[Task brief]
From the records below, please repeat exactly the line that has "PR #2732, opened 2026-06-30", the line that has "static std::vector<std::string> correctBufferOctal;", and every line between them, and nothing else.

(Material provided begins)

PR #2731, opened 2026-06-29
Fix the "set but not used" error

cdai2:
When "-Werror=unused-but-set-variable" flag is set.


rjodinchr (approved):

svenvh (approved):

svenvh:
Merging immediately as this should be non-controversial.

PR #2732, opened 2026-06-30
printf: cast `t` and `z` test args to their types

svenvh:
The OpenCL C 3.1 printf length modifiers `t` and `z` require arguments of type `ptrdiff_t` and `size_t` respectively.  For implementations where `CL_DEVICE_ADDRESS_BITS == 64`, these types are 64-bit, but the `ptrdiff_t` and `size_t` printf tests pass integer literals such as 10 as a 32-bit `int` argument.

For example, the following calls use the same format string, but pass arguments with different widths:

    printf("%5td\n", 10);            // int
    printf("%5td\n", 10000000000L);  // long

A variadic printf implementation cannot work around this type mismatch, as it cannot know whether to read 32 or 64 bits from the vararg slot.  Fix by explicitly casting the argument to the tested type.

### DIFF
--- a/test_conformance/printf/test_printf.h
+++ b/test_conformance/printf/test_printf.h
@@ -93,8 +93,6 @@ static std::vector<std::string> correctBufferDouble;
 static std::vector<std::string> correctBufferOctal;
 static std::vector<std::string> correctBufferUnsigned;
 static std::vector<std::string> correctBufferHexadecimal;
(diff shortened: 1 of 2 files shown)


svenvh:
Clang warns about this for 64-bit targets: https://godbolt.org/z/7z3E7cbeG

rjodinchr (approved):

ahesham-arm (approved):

(Material provided ends)
(Material provided begins)

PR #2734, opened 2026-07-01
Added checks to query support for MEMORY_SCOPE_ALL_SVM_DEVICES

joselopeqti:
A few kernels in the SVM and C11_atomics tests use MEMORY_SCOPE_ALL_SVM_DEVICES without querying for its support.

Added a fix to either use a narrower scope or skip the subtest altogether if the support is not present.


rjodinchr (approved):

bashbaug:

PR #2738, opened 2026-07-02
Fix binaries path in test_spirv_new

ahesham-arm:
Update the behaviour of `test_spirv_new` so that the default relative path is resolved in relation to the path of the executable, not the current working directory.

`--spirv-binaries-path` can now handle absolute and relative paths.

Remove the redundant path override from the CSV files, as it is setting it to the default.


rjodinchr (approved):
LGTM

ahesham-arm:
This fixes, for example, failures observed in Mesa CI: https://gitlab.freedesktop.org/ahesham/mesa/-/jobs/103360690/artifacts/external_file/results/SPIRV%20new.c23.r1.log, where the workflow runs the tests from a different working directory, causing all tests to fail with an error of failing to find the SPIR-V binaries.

(Material provided ends)
(Material provided begins)

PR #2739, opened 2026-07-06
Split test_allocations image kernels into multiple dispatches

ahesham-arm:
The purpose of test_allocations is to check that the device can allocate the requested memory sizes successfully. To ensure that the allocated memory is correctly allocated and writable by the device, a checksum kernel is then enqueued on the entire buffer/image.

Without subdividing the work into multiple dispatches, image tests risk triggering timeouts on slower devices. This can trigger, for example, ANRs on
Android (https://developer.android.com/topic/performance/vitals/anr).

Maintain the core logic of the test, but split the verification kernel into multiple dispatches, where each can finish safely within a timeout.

(Material provided ends)

[Answer box]
PR #2732, opened 2026-06-30
printf: cast `t` and `z` test args to their types

svenvh:
The OpenCL C 3.1 printf length modifiers `t` and `z` require arguments of type `ptrdiff_t` and `size_t` respectively.  For implementations where `CL_DEVICE_ADDRESS_BITS == 64`, these types are 64-bit, but the `ptrdiff_t` and `size_t` printf tests pass integer literals such as 10 as a 32-bit `int` argument.

For example, the following calls use the same format string, but pass arguments with different widths:

    printf("%5td\n", 10);            // int
    printf("%5td\n", 10000000000L);  // long

A variadic printf implementation cannot work around this type mismatch, as it cannot know whether to read 32 or 64 bits from the vararg slot.  Fix by explicitly casting the argument to the tested type.

### DIFF
--- a/test_conformance/printf/test_printf.h
+++ b/test_conformance/printf/test_printf.h
@@ -93,8 +93,6 @@ static std::vector<std::string> correctBufferDouble;
 static std::vector<std::string> correctBufferOctal;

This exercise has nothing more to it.